$D\overline{D}$ momentum correlations versus relative azimuth as a sensitive probe for thermalization

TL;DR

This paper explores how Dar{D} meson momentum correlations versus azimuthal angle can serve as sensitive indicators of thermalization in quark-gluon plasma created during high-energy nuclear collisions at the LHC.

Contribution

It introduces a novel method using two-particle transverse momentum correlator to detect changes in heavy-quark azimuthal correlations as a sign of thermalization.

Findings

PYTHIA simulations for p-p collisions at 14 TeV show baseline correlations.

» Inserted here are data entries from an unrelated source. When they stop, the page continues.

PR #149, opened 2018-01-18
Formz: Separation of form handling from controllers

kalpaitch:
* The main changes are that the negotiation/choosing of which flow is 'active' is now moved to a separate service, this allows us to work it out outside for the form controller.

* The handling of temporary stored data is also moved to a separate service which again allows us to get data stored for other locations (such as in the new form components)...

And the more controversial change is the addition of new form components which hopefully will allow us to build the form elements as plugins and reuse in different controllers without having to do any of that if flow = this then do x. Should separate the form elements from the logic of the pages. The only real thing about this work is it allows us to break up the form controllers into more manageable chunks (and keep them in features for each journey). This is the real questionable bit.

There is also a question that I've been unable to answer about whether we would ever have been able to do the kinda stuff we're doing in webforms, I suspect not, but obviously it's not ideal having a massively complex custom form building system.


web/modules/custom/par_flows/src/ParBaseInterface.php
```diff
@@ -18,33 +18,25 @@ public function getLoggerChannel();
...
-   * Get the current flow entity.
+   * Returns the PAR data manager.
    *
-   * @return \Drupal\Core\Entity\EntityInterface
-   *   The flow entity.
+   * @return \Drupal\par_flows\ParFlowDataHandlerInterface
+   *   Get the flow data handler.
    */
-  public function getFlow();
+  public function getflowDataHandler();
```
stemount: there are uses of `getflowDataHandler` and `getFlowDataHandler` which may help fix the tests.

kalpaitch: Yea need to look at tests. Nay wozza.

kalpaitch:
ha, yea still WIP. hopefully gonna get the new application journey done as an example this evening then we can start using that as the way forward.

PR #150, opened 2018-01-22
[PAR-1111] Use partnership entity to store legal entity references.

stemount:
- [x] Legal
entities should live on the partnership, changing form submit hander.
- [x] Retrieve legal entities from partnership
- [x] helper functions for partnership legal entities
- [x] Legal entities update to migrate these from the org to partnership

### DIFF
--- a/web/modules/custom/par_data/src/Entity/ParDataPartnership.php
+++ b/web/modules/custom/par_data/src/Entity/ParDataPartnership.php
@@ -270,6 +270,29 @@ class ParDataPartnership extends ParDataEntity {
   }
 
   /**
+   * Get legal entities for this partnership.
+   */
+  public function getLegalEntity() {
+    return $this->get('field_legal_entity')->referencedEntities();
+  }
+
+  /**
+   * Add a legal entity to partnership.
+   *
+   * @param ParDataLegalEntity $legal_entity
+   *   A PAR Legal Entity to add.
+   */
+  public function addLegalEntity(ParDataLegalEntity $legal_entity) {
+    // Retrieve existing legal entities.
+    $legal_entities = $this->getLegalEntity();
+
+    // Append new legal entity to existing entities.
+    $legal_entities[] = $legal_entity;
+
+    $this->set('field_legal_entity', $legal_entities);
+  }
+
+  /**
    * {@inheritdoc}
    */
   public static function baseFieldDefinitions(EntityTypeInterface $entity_type) {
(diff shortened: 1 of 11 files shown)


web/modules/custom/par_data/src/Entity/ParDataPartnership.php
```diff
@@ -269,6 +269,29 @@ public function isCoordinated() {
...
+    return $this->get('field_legal_entity')->referencedEntities();
+  }
+
+  /**
+   * Add a legal entity to partnership.
+   *
+   * @param ParDataLegalEntity $legal_entity
+   *   A PAR Legal Entity to add.
+   */
+  public function addLegalEntity(ParDataLegalEntity $legal_entity) {
```
kalpaitch: Don't need this, there's such a method as `append` on FieldItemListInterfaces.

web/modules/features/par_partnership_flows/src/Form/ParPartnershipFlowsLegalEntityForm.php
```diff
@@ -180,12 +181,18 @@ public function submitForm(array &$form, FormStateInterface $form_state) {
       ]);
       $legal_entity->save();
 
-      // Now add the legal entity to the organisation.
+      // Now add the legal entity to the partnership.
       $par_data_partnership = $this->getRouteParam('par_data_partnership');
-      $par_data_organisation = current($par_data_partnership->getOrganisation());
+      $par_data_partnership->addLegalEntity($legal_entity);
```
kalpaitch: See note about `appendItem()`

kalpaitch:
Will review again once https://github.com/UKGovernmentBEIS/beis-primary-authority-register/pull/148 is updated.

web/modules/features/par_partnership_flows/src/Form/ParPartnershipFlowsLegalEntityForm.php
stemount: Yes, this is actually uniform across the board… see 
par-beta____projects_par-beta__-_____web_modules_features_par_dashboards_src_controller_pardashboardsdashboardcontroller_php__par-beta_

kalpaitch: Cool, it's highly possible that we weren't aware of `appendItem` at the time but now is a good chance to update that.

stemount:
Yes, let's totally clean that up in its own PR @kalpaitch I much prefer the policy of refactoring in a seperate PR. With these new flow plugins we can get rid of cruft as we go.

Radial flow effects are estimated to understand their impact.

The method could distinguish thermalized from non-thermalized states.

Abstract

In high-energy nuclear collisions at LHC, where a QGP might be created, the degree of thermalization at the partonic level is a key issue. Due to their large mass, heavy quarks are a powerful tool to probe thermalization. We propose to measure azimuthal correlations of heavy-quark hadrons and their decay products. Changes or even the complete absence of these initially existing azimuthal correlations in $Pb-Pb$ collisions might indicate thermalization at the partonic level. We present studies with PYTHIA for $p-p$ collisions at 14 TeV using the two-particle transverse momentum correlator ${<\overline{\Delta}p_{t,1}\overline{\Delta}p_{t,2}>}$ as a sensitive measure of potential changes in these azimuthal correlations. Contributions from transverse radial flow are estimated.